После секундной паузы стекло отъехало вниз, и я встретил его усталый взгляд.
- Опять ты? Все заказы только через Альберта.
- Прекрати. Я хочу поговорить.
Макс закрыл глаза и откинулся на заднее сидение.
- О чём? О чём нам… Витя… говорить?
Я не знал. Знал только, что поговорить с ним мне необходимо до дрожи.
- Я устал.
- Я тоже. Торчу тут с пяти вечера. Видел твою брюнеточку. Только не говори, что жена.
- Тебе-то что? – вопрос мог бы показаться вызывающим, но в голосе Макса было слишком много усталости.
- Макс, или выйди, или впусти меня.
Поколебавшись, Макс потянулся к противоположной двери и открыл её. Я нырнул внутрь и на секунду оглох от его запаха, пропитавшего салон.
- От меня тут ничего не осталось… - пробормотал я, разглядывая значки крупных автомобильных производителей над лобовым стеклом, - а ты снова их собираешь.
Макс не ответил. Завёл мотор и отъехал немного назад. Затем спросил:
- Куда?
Я пожал плечами, и он повёл машину куда-то в одному ему известном направлении…
Макс молчал. Я тоже. Что я хотел спросить? Все мысли вылетели из головы.
- Макс, как ты жил?
Максим медленно повернулся, наградил меня мрачным и насмешливым взглядом и снова посмотрел на дорогу. Я почувствовал себя героем старого итальянского фильма.
Мы молча миновали набережную, свернули в какой-то закуток, где можно было припарковаться и выйти.
Я посмотрел на Макса и, открыв дверь, вышел наружу.
Макс колебался.
- Боишься? – спросил я. – Я ничего не сделаю, тут полно людей.
- Идиот, - выдохнул Макс равнодушно и стал выбираться из машины, но что-то пошло не так, и стоило ему покинуть салон, как ноги его подкосились, и он рухнул – слава богу в мои подставленные руки.
- Макс!
- Пусти…
Сопротивляться он тем не менее не пытался.

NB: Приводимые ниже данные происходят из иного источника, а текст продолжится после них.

PR #679, opened 2026-05-26
feat(ffi): generate dotnet bindings with csbindgen

philippelatulippe:
Currently the Devolutions.Sspi nuget only contains a native DLL and no bindings, so users of the nuget need to manually define method signatures in their project. This is prone to silent breakage (and likely memory corruption) if the signatures in the DLL change.

This PR adds a build dependency on [csbindgen](https://github.com/Cysharp/csbindgen) to add generated bindings to the C# project in ffi/dotnet.

Open questions:

* I've set it up to generate one big C# file. I could break it up into multiple classes: dpapi, sspi, winscard.
* The cargo lockfile has unexpected changes, is it an issue on my end or did someone forget to commit their lockfile?
* I committed the generated C# source so that you can see it, but perhaps the repo has a different policy?


ffi/build.rs
```diff
@@ -128,4 +128,42 @@ fn main() {
...
+                .input_extern_file("src/winscard/scard_context.rs")
+                .input_extern_file("src/winscard/scard.rs")
+                .input_extern_file("../crates/ffi-types/src/winscard/functions.rs")
+                .input_extern_file("../crates/ffi-types/src/winscard/mod.rs")
+                .input_extern_file("../crates/ffi-types/src/common.rs");
+        }
+
+        csbindgen_builder
+            .csharp_namespace("Devolutions.Sspi")
+            .csharp_class_name("SspiRs")
```
CBenoit: My preference would be for `Sspi` instead of `SspiRs`: `-rs` is the suffix of the repository, but we don’t really name anything in the code with `_rs` or `Rs` otherwise

ffi/Cargo.toml
```diff
@@ -62,6 +62,9 @@ bitflags = { workspace = true, optional = true }
 [target.'cfg(not(any(target_os="macos", target_os="ios", windows)))'.dependencies]
 sspi = { path = "..", default-features = false, features = ["dns_resolver"] }
 
+[build-dependencies]
+csbindgen = "1.9.6"
```
CBenoit: Overconstrained

```suggestion
csbindgen = "1.9"
```

CBenoit (commented):
This is looking good to me. `csbindgen` seems to be the appropriate tool for a low-effort, low-level helper library. I think it’s fine to have a single file, I don’t think we’ll really go read in details anyway. Not sure for the Cargo.lock, but indeed we forgot to use `--locked` in the CI, so it’s possible to forget.

CBenoit:
Also cc @PavloMyroniuk-apriorit 
If you have any opinion here?

philippelatulippe:
Richard mentioned that my usage of [DllImport] isn't cross-platform, and that simply removing ".dll" isn't sufficient on iOS. I'll look into implementing a DllImportResolver in the template (which is supported by csbindgen) or and #if statement for the name (only work if we do a separate build for iOS, not sure if that's the case)

CBenoit:
If it helps, that’s what we have in picky-rs: https://github.com/Devolutions/picky-rs/blob/8a35c639565832ad745982120d39cdc385738641/ffi/dotnet/Devolutions.Picky/Generated/RawJwtSig.cs#L23-L27

Is it something you can customize in csbindgen?

thenextman:
@CBenoit The main difference with picky is that it requires an iOS specific build _anyway_ because we need to decorate reverse p/invoke with the proper attribute. sspi-rs doesn't need that; although the same approach would work and future proof us for future reverse callbacks :) 

A custom DllImportResolver which just rewrites the library name to an rpath if we detect we're running on iOS as @philippelatulippe suggested should also work and might be a bit simpler. Really depends on csbindgen.

TheBestTvarynka (commented):
LGTM. The build config is clean and simple. I like the approach

philippelatulippe:
Just pushed:
* C# class is now `Sspi`
* Relaxed csbindgen version in cargo.toml
* In the C# library, added a custom DLL loader for iOS
* Added an optional C# unit test project that pulls a locally-built nuget and checks that the methods of the native library can properly be called. This was to help me test the changes on manual platforms more easily.
* Testing a nuget package isn't natively supported, instead I created an extra build configuration for the library's csproj that sets a package version based on the current time. The test csproj has a hardcoded relative package source that points to the folder where nugets are built

ffi/dotnet/Devolutions.Sspi/Devolutions.Sspi.csproj
```diff
@@ -3,14 +3,19 @@
   <PropertyGroup>
     <Company>Devolutions</Company>
     <Description>Portable Rust SSPI library</Description>
-    <TargetFrameworks>netstandard2.0</TargetFrameworks>
+    <TargetFramework>net6.0</TargetFramework>
     <LangVersion>latest</LangVersion>
```
CBenoit, line 7: issue?

I don’t remember this was changed in the initial patch, but it seems to me that this should be its own PR so its not a "silent" change, especially as this may be a problem downstream 🤔

I’m pretty sure we don’t have anything lower than net6.0, but I’m pinging @thenextman just in case 👀

CBenoit (commented):
I’m happy with the general direction, and I really appreciate the small smoke test!

I want to defer the final approval to @thenextman as I’m not sure about the new changes in the .csproj files, but everything else is looking good to me!

ffi/dotnet/Devolutions.Sspi/Devolutions.Sspi.csproj
philippelatulippe: I totally forgot to mention it, I had to bump up the target version in order to use `DllImportResolver`, which was introduced in .NET Core 3.0 and isn't in netstandard. Richard suggested I go with net6.0. I realize this will need a mention in the release notes since it might be a breaking change if anyone is still on .NET Framework. How should I proceed?

thenextman: Two approaches I can suggest:

- Keep the bump and leave everything else as-is. But yes, maybe we should make that a separate commit.
- Multitarget netstandard2.0 and net-6.0 (or other LTS target). Gate the assembly resolver behind an `#IF` directive.

In the first case, we cut support broadly for anyone not on a .NET LTS target. But c'mon, .NET 6 was released five years ago.

In the second case, we keep broad support for the native library. The downside is that iOS users on a netstandard2.0-equivalent framework can't use the bindings (although they can still use the native library).

thenextman (approved):
I approve for velocity, it looks good to me; there is just the unresolved question regarding the TFM bump. I made a comment in-line for that.

ffi/dotnet/Devolutions.Sspi/Devolutions.Sspi.csproj
CBenoit: For the sake of simplicity and given the age of net6 I would lean towards dropping netstandard2

ffi/dotnet/Devolutions.Sspi/Devolutions.Sspi.csproj
```diff
@@ -3,14 +3,19 @@
...
     <Nullable>enable</Nullable>
     <AllowUnsafeBlocks>true</AllowUnsafeBlocks>
     <GeneratePackageOnBuild>true</GeneratePackageOnBuild>
     <SuppressDependenciesWhenPacking>false</SuppressDependenciesWhenPacking>
+    <Configurations>Debug;Release;PkgTest</Configurations>
+  </PropertyGroup>
+
+  <PropertyGroup Condition="'$(Configuration)'=='PkgTest'">
+    <Version>3000.0.0-$([System.DateTime]::Now.ToString('yyyyMMddHHmm'))</Version>
   </PropertyGroup>
```
CBenoit, line 21: nit: Also it may be good to document the workaround with inline comments. At a glance it's not obvious why we are doing something convoluted here.

philippelatulippe: Good idea, I added a comment

ffi/build.rs
philippelatulippe: Done

ffi/Cargo.toml
philippelatulippe: Done!

ffi/dotnet/Devolutions.Sspi/Devolutions.Sspi.csproj
philippelatulippe: I changed the target to net6.0 in PR #682 which is now merged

Я попытался усадить его обратно в салон, но мои собственные локти мне помешали, и, прислонив его к борту Порше, я попытался перехватить его – и тут же увидел кучу маленьких деталей, который не были заметны в салоне. Шея Макса была исцарапана. Ворот футболки, совсем свежей, когда он выходил из дома, теперь был растянут. Джинсы порваны, будто он напоролся на гвоздь, а сам он держался так, будто любое движение бёдер причиняло ему боль.
- Устал? – спросил я, чувствуя, как снова накатывает злость.

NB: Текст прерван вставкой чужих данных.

PR #680, opened 2026-05-29
fix(sspi): disable `mechListMIC` for NTLM guest logon in negotiate module

TheBestTvarynka:
Hi,
This PR fixes another issue that is related to #640. The regular SPNEGO NTLM scenario requires `mechListMIC` exchange except for the NTLM guest logon.

When the user tries to log on under the `/GUEST` account, the `sspi-rs` will not send the MIC token.

I also added tests to cover a new behavior.


CBenoit (approved):
Nothing to flag from my side! LGTM! Thank you 🚀

PR #682, opened 2026-06-01
build(ffi): Change C# bindings' target framework to net6.0

philippelatulippe:
Drops support for netstandard2.0 and therefore the old .NET Framework.

Paves the way for PR #679


CBenoit (approved):
Thanks!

Макс не ответил. Только отвернулся.
Я подхватил его на руки и всё-таки затолкал в машину – только не на водительское сидение, а на заднее, а сам сел за руль.
- Ты что творишь? – попытался он возразить, но я не слушал и только когда уже завёл мотор, ответил на его истерический вопрос: - Куда?
- В больницу.
Макс затих, и минут пять мы ехали молча, и только когда остановились на каком-то перекрёстке, он потянулся вперёд, опустил руку мне на плечо. Рука его была слабой, совсем не такой, как обычно, будто у него внутри села батарейка.

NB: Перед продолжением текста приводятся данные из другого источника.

PR #688, opened 2026-06-11
fix(credssp): complete the SPNEGO mechListMIC exchange in CredSspServer

### LINKED ISSUE #687: CredSspServer (Negotiate/NTLM) cannot complete a handshake with sspi's own CredSspClient: pubKeyAuth expected one leg too early
## Summary

Pairing `CredSspClient` with `CredSspServer`, both in `Negotiate` mode with NTLM pinned, never completes: the server fails on the client's AUTHENTICATE leg with

```
Error { error_type: InvalidToken, description: "CredSSP server expected an encrypted public key", nstatus: None }
```

The two sides disagree about **which leg carries `pubKeyAuth`**:

- The **client** (per the MS-SPNG rule that a MIC'd NTLM AUTHENTICATE makes the SPNEGO `mechListMIC` exchange mandatory — and `Negotiate` always includes the NTLM MIC, `src/negotiate/mod.rs`) returns `ContinueNeeded` from the AUTHENTICATE leg and **defers `pubKeyAuth`** until it has received and verified the server's `mechListMIC` (`src/negotiate/client.rs`; `CredSspClient` only attaches `pubKeyAuth` when the ISC status is `Ok`).
- The **server**'s Negotiate acceptor verifies the client's `mechListMIC` on the AUTHENTICATE leg and reports `Ok` immediately (`src/negotiate/server.rs`); `CredSspServer`'s `Ok`/`CompleteNeeded` arm then requires `pub_key_auth` **in that same TSRequest** and errors — additionally discarding the output token (its own `mechListMIC` response) via `ts_request.nego_tokens = None` (`src/credssp/mod.rs`).

So the client sends `pubKeyAuth` one leg later than the server demands it. The client's behavior appears to be the correct one: real Windows RDP servers complete this exact client flow (verified end-to-end against a live Windows host), answering the AUTHENTICATE leg with their own `mechListMIC` and accepting `pubKeyAuth` on the following leg.

Notably, the in-repo client/server tests (`tests/sspi/client_server/credssp.rs`) only pair `Ntlm↔Ntlm` (no SPNEGO, no MIC exchange — works) and `Negotiate↔Negotiate` for Kerberos, so this NTLM-inside-Negotiate pairing is never exercised.

## Environment

- sspi `0.21.0` (latest on crates.io), default features
- Windows 11, Rust stable
- No network, no KDC — pure in-memory `TsRequest` ping-pong

## Reproduction (self-contained)

```rust
use std::io;

use sspi::credssp::{
    ClientMode, ClientState, CredSspClient, CredSspMode, CredSspServer, CredentialsProxy,
    ServerMode, ServerState, TsRequest,
};
use sspi::generator::GeneratorState;
use sspi::ntlm::NtlmConfig;
use sspi::{AuthIdentity, Credentials, NegotiateConfig, Secret, Username};

const PUBLIC_KEY: &[u8] = &[0xAB; 64];

struct SingleUser(AuthIdentity);

impl CredentialsProxy for SingleUser {
    type AuthenticationData = AuthIdentity;
    fn auth_data_by_user(&mut self, username: &Username) -> io::Result<AuthIdentity> {
        Ok(AuthIdentity { username: username.clone(), password: self.0.password.clone() })
    }
    fn auth_data(&mut self) -> io::Result<Vec<AuthIdentity>> {
        Ok(vec![self.0.clone()])
    }
}

fn run(label: &str, client_mode: ClientMode, server_mode: ServerMode) {
    let identity = AuthIdentity {
        username: Username::parse("test_user").unwrap(),
        password: Secret::from("test_password".to_owned()),
    };
    let mut client = CredSspClient::new(
        PUBLIC_KEY.to_vec(),
        Credentials::AuthIdentity(identity.clone()),
        CredSspMode::WithCredentials,
        client_mode,
        "TERMSRV/localhost".to_owned(),
    )
    .unwrap();
    let mut server =
        CredSspServer::new(PUBLIC_KEY.to_vec(), SingleUser(identity), server_mode).unwrap();

    let mut ts_request = TsRequest::default();
    for leg in 1..=8 {
        let client_state = match client.process(std::mem::take(&mut ts_request)).start() {
            GeneratorState::Completed(result) => result.unwrap(),
            GeneratorState::Suspended(_) => unreachable!(),
        };
        let to_server = match client_state {
            ClientState::ReplyNeeded(ts) | ClientState::FinalMessage(ts) => ts,
        };
        println!(
            "[{label}] leg {leg}: client -> server  negoTokens={} pubKeyAuth={} authInfo={}",
            to_server.nego_tokens.is_some(),
            to_server.pub_key_auth.is_some(),
            to_server.auth_info.is_some(),
        );
        match server.process(to_server).start() {
            GeneratorState::Completed(Ok(ServerState::ReplyNeeded(reply))) => ts_request = reply,
            GeneratorState::Completed(Ok(ServerState::Finished(id))) => {
                println!("[{label}] FINISHED: server authenticated {:?}\n", id.username);
                return;
            }
            GeneratorState::Completed(Err(e)) => {
                println!("[{label}] SERVER ERROR on leg {leg}: {:?}\n", e.error);
                return;
            }
            GeneratorState::Suspended(_) => unreachable!(),
        }
    }
    println!("[{label}] did not converge within 8 legs\n");
}

fn main() {
    // Control: the pairing the in-repo tests cover — completes.
    run(
        "ntlm-ntlm",
        ClientMode::Ntlm(NtlmConfig::default()),
        ServerMode::Ntlm(NtlmConfig::default()),
    );
    // Broken: both sides Negotiate with NTLM pinned — the mode RDP clients need,
    // since Windows RDP servers reject bare NTLM inside CredSSP.
    run(
        "negotiate-negotiate",
        ClientMode::Negotiate(NegotiateConfig::new(
            Box::new(NtlmConfig::default()),
            Some("ntlm,!kerberos,!pku2u".to_owned()),
            "CLIENT".to_owned(),
        )),
        ServerMode::Negotiate(NegotiateConfig::new(
            Box::new(NtlmConfig::default()),
            Some("ntlm,!kerberos,!pku2u".to_owned()),
            "SERVER".to_owned(),
        )),
    );
}
```

### Output

```
[ntlm-ntlm] leg 1: client -> server  negoTokens=true pubKeyAuth=false authInfo=false
[ntlm-ntlm] leg 2: client -> server  negoTokens=true pubKeyAuth=true authInfo=false
[ntlm-ntlm] leg 3: client -> server  negoTokens=false pubKeyAuth=false authInfo=true
[ntlm-ntlm] FINISHED: server authenticated Username { value: "test_user", format: DownLevelLogonName, sep_idx: None }

[negotiate-negotiate] leg 1: client -> server  negoTokens=true pubKeyAuth=false authInfo=false
[negotiate-negotiate] leg 2: client -> server  negoTokens=true pubKeyAuth=false authInfo=false
[negotiate-negotiate] SERVER ERROR on leg 2: Error { error_type: InvalidToken, description: "CredSSP server expected an encrypted public key", nstatus: None }
```

## Expected behavior

When the acceptor still has a `mechListMIC` response to deliver, `CredSspServer` should answer the AUTHENTICATE leg with `ServerState::ReplyNeeded` carrying that token (instead of dropping it) and accept `pubKeyAuth` on the **following** leg — matching both its own client's behavior and what Windows servers do.

## Impact / context

Found while writing loopback integration tests for an RDP client that uses `CredSspClient` in `Negotiate` mode (required for real Windows targets): there is currently no way to stand up an sspi-based mock CredSSP server for it. Possibly related to the recent client-side mechListMIC work in #640 / #670, but this is specifically the **server** half of the exchange.

kihyun1998:
Closes #687.

## Problem

`CredSspServer` cannot authenticate sspi's own `CredSspClient` when both sides run NTLM inside SPNEGO (`ClientMode::Negotiate` / `ServerMode::Negotiate` — the pairing RDP requires, since Windows RDP servers reject bare NTLM inside CredSSP). The handshake fails on the AUTHENTICATE leg with:

```
Error { error_type: InvalidToken, description: "CredSSP server expected an encrypted public key", nstatus: None }
```

Because the client always includes an NTLM MIC, the SPNEGO `mechListMIC` exchange is mandatory ([MS-SPNG 3.3.5.5](https://learn.microsoft.com/en-us/openspecs/windows_protocols/ms-spng/f377a379-c24f-4a0f-a3eb-0d835389e28a) / RFC 4178 §5), so the client defers `pubKeyAuth` until it has received and verified the server's final SPNEGO token. The server side, however, dropped that final token (`ts_request.nego_tokens = None`) at the moment its acceptor completed, and demanded `pubKeyAuth` in the same TSRequest — one leg earlier than its own client sends it.

## Fix

In `CredSspServer`'s `NegoToken` state, when the acceptor completes (`Ok`/`CompleteNeeded`) but the incoming TSRequest carries **no** `pubKeyAuth` and the acceptor produced a final output token:

- reply `ServerState::ReplyNeeded` carrying that final SPNEGO token (accept-completed + `mechListMIC`) instead of dropping it, and
- accept `pubKeyAuth` on the **following** leg (`awaiting_pub_key_auth` flag; calling the acceptor again on that leg would hit `NegotiateState::Ok → OutOfSequence`).

This matches the client's behavior and what Windows RDP servers do on the wire. Pairings where `pubKeyAuth` arrives together with the last nego token (bare NTLM, Kerberos) take the unchanged single-leg path — the new branch only activates when `pubKeyAuth` is absent *and* a final token exists. The `pubKeyAuth` decrypt/encrypt sequence is extracted into `exchange_pub_key_auth` to avoid duplicating it across the two legs.

## Resulting wire flow (Negotiate-NTLM)

```
before: NEGOTIATE → CHALLENGE → AUTHENTICATE+mechListMIC → ❌ InvalidToken
after:  NEGOTIATE → CHALLENGE → AUTHENTICATE+mechListMIC → accept-completed+mechListMIC
        → pubKeyAuth → pubKeyAuth (server) → authInfo → Finished ✅
```

## Tests

- New `credssp_negotiate_ntlm` client↔server test pins the four-client-leg handshake — it fails with the pre-fix error on master and passes with this change. (The suite previously paired only `Ntlm↔Ntlm` and `Negotiate↔Negotiate`-Kerberos, so this path was never exercised.)
- Existing `credssp_ntlm` (3 legs, unchanged) and `credssp_kerberos` (single-leg `pubKeyAuth`, unchanged) still pass — `cargo test --test sspi --features "network_client,__test-data"`: 19 passed; `cargo test -p sspi --lib`: 230 passed.

Found while building an RDP client that drives `CredSspClient` in Negotiate mode against real Windows hosts (which complete this exact client flow) and attempting to stand up an sspi-based loopback CredSSP server for integration tests.

## CI

`f8959ca` adds `__test-data` to the three root-manifest test-matrix rows, so the `client_server` suite (gated on `all(network_client, __test-data)`) actually runs in CI from now on — it previously never did, which is how #687 shipped unnoticed. The suite is hermetic (`KdcMock` / `NetworkClientMock`); verified locally with the exact win-row feature combo and the shared minimal combo, all green.

### DIFF
--- a/.github/workflows/ci.yml
+++ b/.github/workflows/ci.yml
@@ -101,16 +101,18 @@ jobs:
           - manifest: crates/dpapi-native-transport/Cargo.toml
             crate-name: dpapi-native-transport
 
-          # Per-OS feature overrides for specific manifests
+          # Per-OS feature overrides for specific manifests.
+          # `__test-data` enables the `tests/sspi/client_server` suite (gated on
+          # `all(network_client, __test-data)`), which otherwise never runs in CI.
           - os: win
             manifest: Cargo.toml
-            additional-args: --features network_client,dns_resolver,scard,tsssp
+            additional-args: --features network_client,dns_resolver,scard,tsssp,__test-data
           - os: osx
             manifest: Cargo.toml
-            additional-args: --features network_client,scard
+            additional-args: --features network_client,scard,__test-data
           - os: linux
             manifest: Cargo.toml
-            additional-args: --features network_client,dns_resolver,scard
+            additional-args: --features network_client,dns_resolver,scard,__test-data
 
           - os: win
             manifest: ffi/Cargo.toml
--- a/src/credssp/mod.rs
+++ b/src/credssp/mod.rs
@@ -513,7 +513,12 @@ impl<C: CredentialsProxy<AuthenticationData = AuthIdentity> + Send> CredSspServe
             client_nonce,
             peer_version,
         )?;
-        context.encrypt_public_key(self.public_key.as_ref(), EndpointType::Server, client_nonce, peer_version)
+        context.encrypt_public_key(
+            self.public_key.as_ref(),
+            EndpointType::Server,
+            client_nonce,
+            peer_version,
+        )
     }
 
     #[instrument(fields(state = ?self.state), skip_all)]
@@ -621,10 +626,8 @@ impl<C: CredentialsProxy<AuthenticationData = AuthIdentity> + Send> CredSspServe
                         ts_request
                     );
                     let client_nonce = ts_request.client_nonce;
-                    let pub_key_auth = try_cred_ssp_server!(
-                        self.exchange_pub_key_auth(pub_key_auth, &client_nonce),
-                        ts_request
-                    );
+                    let pub_key_auth =
+                        try_cred_ssp_server!(self.exchange_pub_key_auth(pub_key_auth, &client_nonce), ts_request);
                     ts_request.nego_tokens = None;
                     ts_request.pub_key_auth = Some(pub_key_auth);
 
--- a/src/credssp/mod.rs
+++ b/src/credssp/mod.rs
@@ -454,6 +454,10 @@ pub struct CredSspServer<C: CredentialsProxy<AuthenticationData = AuthIdentity>>
     credentials_handle: Option<CredentialsBuffers>,
     ts_request_version: u32,
     context_config: Option<ServerMode>,
+    /// Set when the security context completed but the final SPNEGO token (accept-completed +
+    /// `mechListMIC`) still had to be sent to the client: the client cannot send `pubKeyAuth`
+    /// until it has verified that token, so `pubKeyAuth` arrives on the *next* leg.
+    awaiting_pub_key_auth: bool,
 }
 
 impl<C: CredentialsProxy<AuthenticationData = AuthIdentity> + Send> CredSspServer<C> {
@@ -466,6 +470,7 @@ impl<C: CredentialsProxy<AuthenticationData = AuthIdentity> + Send> CredSspServe
             credentials_handle: None,
             ts_request_version: TS_REQUEST_VERSION,
             context_config: Some(client_mode),
+            awaiting_pub_key_auth: false,
         })
     }
 
@@ -483,7 +488,32 @@ impl<C: CredentialsProxy<AuthenticationData = AuthIdentity> + Send> CredSspServe
             credentials_handle: None,
             ts_request_version,
             context_config: Some(client_mode),
+            awaiting_pub_key_auth: false,
         })
+    }
+
+    /// Decrypts and verifies the client's `pubKeyAuth`, returning the server-side `pubKeyAuth`
+    /// to send back.
+    fn exchange_pub_key_auth(
+        &mut self,
+        pub_key_auth: Vec<u8>,
+        client_nonce: &Option<[u8; NONCE_SIZE]>,
+    ) -> crate::Result<Vec<u8>> {
+        let peer_version = self
+            .context
+            .as_ref()
+            .unwrap()
+            .peer_version
+            .expect("an decrypt public key server function cannot be fired without any incoming TSRequest");
+        let context = self.context.as_mut().unwrap();
+        context.decrypt_public_key(
+            self.public_key.as_ref(),
+            pub_key_auth.as_ref(),
+            EndpointType::Server,
+            client_nonce,
+            peer_version,
+        )?;
+        context.encrypt_public_key(self.public_key.as_ref(), EndpointType::Server, client_nonce, peer_version)
     }
 
     #[instrument(fields(state = ?self.state), skip_all)]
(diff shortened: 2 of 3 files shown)


kihyun1998:
One observation from reading the CI config while preparing this PR: the `client_server` test module is gated on `all(feature = "network_client", feature = "__test-data")`, but no row of the CI test matrix enables `__test-data` — so the client↔server pairing tests (including `credssp_ntlm`, `credssp_kerberos`, and the regression test added here) currently only run locally, never in CI. That is likely how #687 went unnoticed.

Happy to add `__test-data` to the matrix rows in this PR if you'd like — or leave it to a separate change if you prefer to keep this one scoped to the fix.

kihyun1998:
Went ahead and added it in f8959ca (kept as a separate commit so it's easy to drop if you'd rather scope this PR to the fix). Verified locally with the win-row combo `network_client,dns_resolver,scard,tsssp,__test-data` — the suite is hermetic and green.

tests/sspi/client_server/credssp.rs
```diff
@@ -109,6 +109,54 @@ fn credssp_ntlm() {
     run_credssp(&mut client, &mut server, &auth_identity, &mut network_client);
 }
 
+#[test]
+fn credssp_negotiate_ntlm() {
```
TheBestTvarynka, line 113: praise: good test 💟

.github/workflows/ci.yml
TheBestTvarynka, line 1: This change should be in a separate PR. We try not to mix CI and library code changes

src/credssp/mod.rs
```diff
@@ -454,6 +454,10 @@ pub struct CredSspServer<C: CredentialsProxy<AuthenticationData = AuthIdentity>>
     credentials_handle: Option<CredentialsBuffers>,
     ts_request_version: u32,
     context_config: Option<ServerMode>,
+    /// Set when the security context completed but the final SPNEGO token (accept-completed +
+    /// `mechListMIC`) still had to be sent to the client: the client cannot send `pubKeyAuth`
+    /// until it has verified that token, so `pubKeyAuth` arrives on the *next* leg.
+    awaiting_pub_key_auth: bool,
```
TheBestTvarynka, line 460: Honestly, I do not like this field 😅 It seems like a workaround due to the bad state machine.

I explored the code more deeply and thought about it for some time.

The problem is in the server-side CredSSP state machine. It expects the encrypted public key immediately after the internal protocol (NTLM) completes authorization. And that is wrong. It worked in the past, before the big SPNEGO refactoring.

Instead of adding a new `bool` flag, I recommend improving the state machine. I already developed a fix and will create a PR today.

Thank you for showing up to this problem!

TheBestTvarynka (commented):
Hi,
Thank you for the fix! 💟 And sorry for the late review. I was on a vacation last week 😅

I understand how we allowed this to happen. We have tests for `CredSSP + bare NTLM` and `CredSSP + SPNEGO + Kerberos`. But we did not have `CredSSP + SPNEGO + NTLM`.

> since Windows RDP servers reject bare NTLM inside CredSSP

I don't think it's true. As far as I know, the `mstsc` (default Windows RDP client) always sends bare NTLM over CredSSP, and it has always worked well.

I left a comment about your approach.

TheBestTvarynka:
closed in favor of #689

kihyun1998:
Yeah, this is a much better fix. The flag I added was really just a workaround, your state machine change actually fixes it. Thanks for taking the time to dig into it.

I'll send the `__test-data` CI matrix bit as its own PR so these client_server tests actually run in CI. They never have, which is probably why #687 went unnoticed for so long.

- Вить, не надо, я отлежусь.
Я не ответил. Ярость почти хлестала через край. Бросил на него один единственный взгляд, и он заткнулся.
Потом была та часть, которую я обычно переживаю в бессознательном состоянии – регистратура, врачи, насмешливые взгляды. Я сжимал его плечи, заставляя игнорировать подколы, и уже жалел, что привёз его к этим людям.
Я оставил его в палате, когда он уснул. Хотел посидеть до утра, но вышел врач и сказал, что утром его уже выпишут. А я не хотел общаться со здоровым и злым Максимом. Мне было страшно.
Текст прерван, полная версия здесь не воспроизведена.